Algebra over a field generated by a vector space?

Question

I have just learned about Clifford algebras and am a bit confused by the construction. My understanding is that there is a universal construction, but here is the one I was given for now (Szekeres's A Course in Modern Mathematical Physics):

Let $V$ be a real vector space with (an in general non-Euclidean) inner product $u\cdot v$, and $e_1,..., e_n$ an orthonormal basis such that the matrix of inner product components in this basis is given by $$g_{ij} = \begin{cases} \pm 1 & i=j \\\ 0 & i\neq j \end{cases}.$$ The Clifford algebra associated with this inner product space, denoted $\mathcal{C}_g$, is defined as the associative algebra generated by $1, e_1, e_2, . . . , e_n$ with the product rules $$e_i e_j +e_j e_i =2g_{ij}1, \, 1e_i =e_i1=e_i.$$

In particular, I am confused about this notion of an algebra "generated by" $V$. What does this mean? I am familiar with the definition of an algebra over a field as a vector space (say, $V$) with a product defined thereon, but $\mathcal{C}_g$ seems to be "bigger" than $V$ (as a set) given that it's later shown that $\dim \mathcal{C}_g = 2^n$ (whereas $\dim V = n$). That is, I am familiar with turning $V$ into an algebra over a field, so I'm not sure what's going on here (for example, I assume $1$ here is the multiplicative identity in $V$, but when turning $V$ into an algebra over a field I am in the past only familiar with defining structure constants with respect to a basis, and $1$ is not in our given basis here!).

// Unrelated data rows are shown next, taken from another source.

PR #124, opened 2017-09-27
Add a storybook

Gargron:
- Stories for Picker and Emoji components
- Knobs for easily adjusting those
- Live reloading of components makes development easier


EtienneLem:
That’s amazing, very useful. Thanks! 🤘

PR #130, opened 2017-10-06
Fix tests

nolanlawson:
The tests are currently broken, but this PR fixes them.

- Builds data to `src/data/data.js`
- Checks the `size-limit` based on the slightly smaller `dist-es/index.js`

### DIFF
--- a/.gitignore
+++ b/.gitignore
@@ -2,3 +2,4 @@ node_modules/
 dist/
 dist-es/
 bundle.js
+/src/data/data.js
--- a/package.json
+++ b/package.json
@@ -62,12 +62,12 @@
     "webpack": "^3.6.0"
   },
   "scripts": {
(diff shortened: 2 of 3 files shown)


nolanlawson:
FWIW you might want to add Travis CI to catch these kinds of things in the future. 🙂

EtienneLem:
Definitely, thanks for doing that. Meant to do that right after merging your previous PR and release an update, but got caught up in work 😅 

I also wanted to investigate the little size regression in `dist`, my guess was that it could be 81f39b138a65ee9e0aa6bdd6d6f8ce0e5f413265 but I’m not sure.

Will try to merge & release update ASAP.

EtienneLem:
Thanks again! Doing a release as we speak 🤘

PR #132, opened 2017-10-07
Allow passing down a `recent` prop instead of localStorage

### LINKED ISSUE #129: Customize store backend
Ability to opt-out of localStorage and use something else instead. I am using Redux with my own persistence logic.

Gargron:
Fix #129 - Since the only things the store is used for is the "recent emojis" functionality and skin modifier persistence, if you pass down recent emojis through props and showPreview=false, the store will never be hit.


nightpool:
Since this adds a new property, it needs README documentation, right?

nolanlawson:
LGTM, I appreciate that it just doesn't even write or read from localStorage at all if you pass in `recent`. It's conceivable users would want to handle this themselves or use some other store (IndexedDB, etc.).

PR #133, opened 2017-10-09
Feature filter invalid emojis

Gargron:
This affects both localStorage and `recent`-backed "frequently used" category. Those store emoji IDs. But what if an emoji is deleted? The whole picker crashes. This ensures that invalid IDs are ignored.


dijonkitchen:
Related to #134 ?

PR #135, opened 2017-10-17
Update emoji-mart.css

fredvollmer:
For flexbox to work properly in IE10, the flex items need to have `display: block`. Additionally, the `flex` shorthand should be set explicitly, as IE10 has different defaults.


fredvollmer:
Can this get a review at some point?

EtienneLem:
Sorry for the delay on that one, thanks for opening the PR.
I did use your CSS but there was a lot of what looked like auto-styling included as well, so I just took the needed parts 🤘

PR #147, opened 2017-12-06
Support for Unicode 10.0 / Emoji 5.0

Vierkantor:
By updating the dependency on emoji-datasource, we can use newly introduced Emoji 5.0.

This required a change in emoji categories' names, but apart from that no big work.


EtienneLem:
Thanks! 🤘

PR #153, opened 2017-12-20
Fix search with custom data and filter

savardc:
`data.emojis` doesn't include custom emojis and is passing `undefined` to `emojisToShowFilter`


EtienneLem:
Thanks! 🤘

PR #155, opened 2017-12-28
add required props in <Emoji /> example

veob:
Without `size` `<Emoji />` doesn't render correctly.


EtienneLem:
Correct! Thanks 🤘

In the end, I'm wondering what is the definition of algebra generated by a vector space being used? I couldn't find anything on Wikipedia which was intelligible to me.

Answer 1

Given a set $X$, you can form the free algebra $\mathbf{R}\langle X \rangle$. This algebra satisfies the usual universal property ascribed to "free" algebraic structures. In this case $\mathcal{C}_g$ is constructed by taking $\mathbf{R}\langle e_1,\ldots,e_n \rangle$ and quotienting out the ideal generated by the elements $e_i e_j + e_je_i - 2g_{ij}$ for all $i,j$. If we abuse notation and write $e_i$ to talk about its image in the quotient, then we can say that $\mathcal{C}_g$ is generated by $e_1,\ldots,e_n$ and $e_i e_j + e_j e_i = 2g_{ij}$ for all $i,j$. Informally speaking, $\mathcal{C}_g$ is the "largest" algebra containing the $e_i$ subject to the given relations.

Answer 2

If no other constraints are imposed, then the free (associative) algebra generated by $V$ over $\mathbb{C}$ is the ring usually written $\mathbb{C}[[e_1, e_2, ..., e_n]]$. The elements are "non-commutative polynomials" with coefficients in $\mathbb{C}$ (so $e_1 e_2$ is different from $e_2 e_1$), with the operations defined in the obvious way. If we impose additional relations such as $e_i e_j + e_j e_i = 2 g_{ij} 1 $ then we take the quotient $\mathbb{C}[[e_1, e_2, ..., e_n]]$ by the two-sided ideal generated by all the elements $e_i e_j + e_j e_i - 2 g_{ij} 1$.

Informally, we would just say that we introduce multiplication on elements of $V$ with the relations $e_i e_j + e_j e_i = 2 g_{ij}$, under the minimum constraints possible (but still forming an algebra over $\mathbb{C}$, i.e. a ring and a vector space over $\mathbb{C}$ which are compatible). Thus a product like $e_1 e_2$ is just some new element (not in $V$), because there is nothing forcing it to be equal to any existing element of $V$. We could call it $e_{12}$. Similarly $e_1 e_2 e_3$ is a new element (which we could call $e_{123}$), and similarly for any product of $e$'s, where the indices are in order, with no duplicates.

But $e_1 e_1$ equals the constant $g_{ii}$, according to the relations given, and a product in the "wrong" order like $e_2 e_1$ can be rewritten as $-e_1 e_2 = -e_{12}$ using the relations.. So the Clifford algebra has dimension $2^n$ because it is generated by all products of $e$'s where the indices are in order and there are no duplicates. These products correspond to subsets of $\{1, 2, \ldots, n\}$ and there are $2^n$ such subsets. Any product of $e$'s can be put into a "standard form", with $e$'s in order, by using the given relations.